* What you are asked to do *
Copy the lines below that contain "shortened".

* Input data *
☆ ☆ ☆ ☆ ☆ ☆ ☆

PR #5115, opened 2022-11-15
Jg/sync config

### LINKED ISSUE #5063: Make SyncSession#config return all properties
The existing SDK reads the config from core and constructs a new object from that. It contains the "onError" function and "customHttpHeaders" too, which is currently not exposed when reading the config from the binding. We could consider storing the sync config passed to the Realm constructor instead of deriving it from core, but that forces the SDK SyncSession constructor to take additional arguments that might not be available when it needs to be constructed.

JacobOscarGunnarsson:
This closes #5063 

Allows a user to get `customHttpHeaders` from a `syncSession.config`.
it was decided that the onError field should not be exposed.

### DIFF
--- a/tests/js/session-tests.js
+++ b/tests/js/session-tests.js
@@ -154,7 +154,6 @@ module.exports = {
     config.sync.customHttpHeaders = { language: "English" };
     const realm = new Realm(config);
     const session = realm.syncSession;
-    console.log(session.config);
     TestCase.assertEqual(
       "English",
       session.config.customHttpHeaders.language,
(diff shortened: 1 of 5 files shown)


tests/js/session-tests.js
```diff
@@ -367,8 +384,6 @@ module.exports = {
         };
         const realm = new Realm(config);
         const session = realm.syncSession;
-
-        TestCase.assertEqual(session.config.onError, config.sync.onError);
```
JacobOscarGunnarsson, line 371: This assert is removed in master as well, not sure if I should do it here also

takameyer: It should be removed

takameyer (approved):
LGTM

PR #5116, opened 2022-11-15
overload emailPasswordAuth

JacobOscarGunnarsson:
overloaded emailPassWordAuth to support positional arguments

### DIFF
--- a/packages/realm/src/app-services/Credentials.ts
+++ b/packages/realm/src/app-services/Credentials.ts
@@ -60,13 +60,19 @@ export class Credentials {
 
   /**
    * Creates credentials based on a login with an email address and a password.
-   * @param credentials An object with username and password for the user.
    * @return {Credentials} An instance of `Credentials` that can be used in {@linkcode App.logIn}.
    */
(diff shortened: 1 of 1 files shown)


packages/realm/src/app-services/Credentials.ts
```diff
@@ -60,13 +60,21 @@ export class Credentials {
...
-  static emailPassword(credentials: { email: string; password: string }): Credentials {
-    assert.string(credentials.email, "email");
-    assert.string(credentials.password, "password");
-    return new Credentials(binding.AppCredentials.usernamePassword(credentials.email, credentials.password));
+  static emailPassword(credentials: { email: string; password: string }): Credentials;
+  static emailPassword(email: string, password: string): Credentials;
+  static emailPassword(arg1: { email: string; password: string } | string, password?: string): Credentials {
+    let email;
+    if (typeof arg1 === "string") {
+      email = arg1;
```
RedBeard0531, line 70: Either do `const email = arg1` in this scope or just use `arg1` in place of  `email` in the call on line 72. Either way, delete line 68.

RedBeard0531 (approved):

☆ ☆ ☆ ☆ ☆ ☆ ☆

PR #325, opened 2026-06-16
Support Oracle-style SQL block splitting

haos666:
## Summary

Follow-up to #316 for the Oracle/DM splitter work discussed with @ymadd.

☆ ☆ ☆ ☆ ☆ ☆ ☆

* The completed task *
(diff shortened: 1 of 5 files shown)
(diff shortened: 1 of 1 files shown)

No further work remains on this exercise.